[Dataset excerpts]

PR #1734, opened 2026-07-29
docs: correct pipeline node counts to match the catalog

shashidharbabu:
## Summary

The README contradicted itself on how many nodes RocketRide ships, and every stated count was below the real number.

| Location | Before | After |
| :--- | :--- | :--- |
| `README.md:23` (intro) | 50+ pipeline nodes, 13 LLM providers | 100+ pipeline nodes, 15+ LLM providers |
| `README.md:57` (feature table) | 85+ Pipeline Nodes, 13 LLM providers | 100+ Pipeline Nodes, 15+ LLM providers |
| `packages/docs/content-static/concepts/nodes.md:61` | 50+ nodes, 13+ LLM providers | 100+ nodes, 15+ LLM providers |

## How the numbers were derived

Both figures are stated as conservative floors so they stay true as the catalog grows.

- **107 nodes** — directories under `nodes/src/nodes/` tracked in git that carry a `services*.json`:
  ```
  git ls-files 'nodes/src/nodes/*/services*.json' | awk -F/ '{print $4}' | sort -u | wc -l
  ```
  Advertised as `100+`.
- **15+ LLM providers** — the 15 text providers: `llm_openai`, `llm_anthropic`, `llm_bedrock`, `llm_gemini`, `llm_mistral`, `llm_ollama`, `llm_deepseek`, `llm_qwen`, `llm_kimi`, `llm_minimax`, `llm_perplexity`, `llm_xai`, `llm_baidu_qianfan`, `llm_gmi_cloud`, `llm_openai_api`. Four vision providers (`llm_vision_openai`, `llm_vision_gemini`, `llm_vision_mistral`, `llm_vision_ollama`) exist on top of these and are not counted in the figure. The `llm_base` shared base class is excluded as it is not a provider.
- **8 vector databases** — verified accurate, left unchanged: `qdrant`, `pinecone`, `milvus`, `weaviate`, `chroma`, `astra_db`, `atlas`, `vectordb_postgres`.

## Notes

Prose-only change to marketing/overview copy; no public contract is affected, so no generated docs regenerate as part of this.

## Summary by CodeRabbit

* **Documentation**
  * Updated product capability information to reflect 100+ pipeline nodes, 15+ LLM providers, and 9 vector databases.
  * Expanded node catalog references across the documentation to reflect the broader available coverage.

### DIFF
--- a/README.md
+++ b/README.md
@@ -20,7 +20,7 @@
 </p>
 
 <p>
- Under the hood, RocketRide is an open source data pipeline builder and runtime built for AI and ML workloads. With 50+ pipeline nodes spanning 13 LLM providers, 8 vector databases, OCR, NER, and more, pipelines are defined as portable JSON, built visually in VS Code, and executed by a multithreaded C++ runtime. From real-time data processing to multimodal AI search, RocketRide runs entirely on your own infrastructure.
+ Under the hood, RocketRide is an open source data pipeline builder and runtime built for AI and ML workloads. With 100+ pipeline nodes spanning 15+ LLM providers, 9 vector databases, OCR, NER, and more, pipelines are defined as portable JSON, built visually in VS Code, and executed by a multithreaded C++ runtime. From real-time data processing to multimodal AI search, RocketRide runs entirely on your own infrastructure.
 </p>
 
 <p>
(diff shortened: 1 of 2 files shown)


asclearuc (approved):

kwit75 (approved):
Approved. A docs PR whose entire content is a set of counts deserves having the counts checked, so I counted them against the catalog on your branch rather than reading the diff.

**All three verify:**

```
node directories       118   ->  "100+"   correct, and conservative
distinct LLM providers  15   ->  "15+"    correct
store_* nodes            9   ->  "9"      exact
```

The LLM number is the one that could have gone wrong, so for the record: there are **20** `llm_*` directories, but four are vision variants of providers already counted (`llm_vision_gemini`, `llm_vision_mistral`, `llm_vision_ollama`, `llm_vision_openai`) and `llm_openai_api` is the same provider as `llm_openai`. That leaves fifteen distinct vendors — anthropic, baidu_qianfan, bedrock, deepseek, gemini, gmi_cloud, ibm_watson, kimi, minimax, mistral, ollama, openai, perplexity, qwen, xai. So "15+" is right, and counting directories rather than vendors would have given 20 and been wrong.

Vector stores are the nine `store_*` nodes: astra, atlas, chroma, elasticsearch, milvus, pinecone, postgres, qdrant, weaviate. Note this deliberately excludes the four `graph_*` nodes and `db_clickhouse` — that is the correct line to draw, but it is a judgement call rather than a mechanical one, which is worth knowing when the number next needs updating.

**One thought, not a change request.** This drifted from 50+ to 118 without anyone noticing, on a public repo where the numbers are the first thing a reader sees. It will drift again. Since the counts are derivable from the directory listing, they are a candidate for the same generated-and-checked treatment as the registry READMEs — a CI check that fails when the stated number and the real one part company. Happy to add that separately if you think it is worth it.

◆ **WHAT TO PRODUCE**:
Copy the data above. Keep each line exact.

◆ **ANSWER TO THIS EXERCISE**:
PR #1734, opened 2026-07-29
docs: correct pipeline node counts to match the catalog

shashidharbabu:
## Summary

The README contradicted itself on how many nodes RocketRide ships, and every stated count was below the real number.

| Location | Before | After |
| :--- | :--- | :--- |
| `README.md:23` (intro) | 50+ pipeline nodes, 13 LLM providers | 100+ pipeline nodes, 15+ LLM providers |
| `README.md:57` (feature table) | 85+ Pipeline Nodes, 13 LLM providers | 100+ Pipeline Nodes, 15+ LLM providers |
| `packages/docs/content-static/concepts/nodes.md:61` | 50+ nodes, 13+ LLM providers | 100+ nodes, 15+ LLM providers |

## How the numbers were derived

Both figures are stated as conservative floors so they stay true as the catalog grows.

- **107 nodes** — directories under `nodes/src/nodes/` tracked in git that carry a `services*.json`:
  ```
  git ls-files 'nodes/src/nodes/*/services*.json' | awk -F/ '{print $4}' | sort -u | wc -l
  ```
  Advertised as `100+`.
- **15+ LLM providers** — the 15 text providers: `llm_openai`, `llm_anthropic`, `llm_bedrock`, `llm_gemini`, `llm_mistral`, `llm_ollama`, `llm_deepseek`, `llm_qwen`, `llm_kimi`, `llm_minimax`, `llm_perplexity`, `llm_xai`, `llm_baidu_qianfan`, `llm_gmi_cloud`, `llm_openai_api`. Four vision providers (`llm_vision_openai`, `llm_vision_gemini`, `llm_vision_mistral`, `llm_vision_ollama`) exist on top of these and are not counted in the figure. The `llm_base` shared base class is excluded as it is not a provider.
- **8 vector databases** — verified accurate, left unchanged: `qdrant`, `pinecone`, `milvus`, `weaviate`, `chroma`, `astra_db`, `atlas`, `vectordb_postgres`.

## Notes

Prose-only change to marketing/overview copy; no public contract is affected, so no generated docs regenerate as part of this.

## Summary by CodeRabbit

* **Documentation**
  * Updated product capability information to reflect 100+ pipeline nodes, 15+ LLM providers, and 9 vector databases.
  * Expanded node catalog references across the documentation to reflect the broader available coverage.

### DIFF
--- a/README.md
+++ b/README.md
@@ -20,7 +20,7 @@
 </p>
 
 <p>
- Under the hood, RocketRide is an open source data pipeline builder and runtime built for AI and ML workloads. With 50+ pipeline nodes spanning 13 LLM providers, 8 vector databases, OCR, NER, and more, pipelines are defined as portable JSON, built visually in VS Code, and executed by a multithreaded C++ runtime. From real-time data processing to multimodal AI search, RocketRide runs entirely on your own infrastructure.
+ Under the hood, RocketRide is an open source data pipeline builder and runtime built for AI and ML workloads. With 100+ pipeline nodes spanning 15+ LLM providers, 9 vector databases, OCR, NER, and more, pipelines are defined as portable JSON, built visually in VS Code, and executed by a multithreaded C++ runtime. From real-time data processing to multimodal AI search, RocketRide runs entirely on your own infrastructure.
 </p>
 
 <p>
(diff shortened: 1 of 2 files shown)


asclearuc (approved):

kwit75 (approved):
Approved. A docs PR whose entire content is a set of counts deserves having the counts checked, so I counted them against the catalog on your branch rather than reading the diff.

**All three verify:**

```
node directories       118   ->  "100+"   correct, and conservative
distinct LLM providers  15   ->  "15+"    correct
store_* nodes            9   ->  "9"      exact
```

The LLM number is the one that could have gone wrong, so for the record: there are **20** `llm_*` directories, but four are vision variants of providers already counted (`llm_vision_gemini`, `llm_vision_mistral`, `llm_vision_ollama`, `llm_vision_openai`) and `llm_openai_api` is the same provider as `llm_openai`. That leaves fifteen distinct vendors — anthropic, baidu_qianfan, bedrock, deepseek, gemini, gmi_cloud, ibm_watson, kimi, minimax, mistral, ollama, openai, perplexity, qwen, xai. So "15+" is right, and counting directories rather than vendors would have given 20 and been wrong.

Vector stores are the nine `store_*` nodes: astra, atlas, chroma, elasticsearch, milvus, pinecone, postgres, qdrant, weaviate. Note this deliberately excludes the four `graph_*` nodes and `db_clickhouse` — that is the correct line to draw, but it is a judgement call rather than a mechanical one, which is worth knowing when the number next needs updating.

**One thought, not a change request.** This drifted from 50+ to 118 without anyone noticing, on a public repo where the numbers are the first thing a reader sees. It will drift again. Since the counts are derivable from the directory listing, they are a candidate for the same generated-and-checked treatment as the registry READMEs — a CI check that fails when the stated number and the real one part company. Happy to add that separately if you think it is worth it.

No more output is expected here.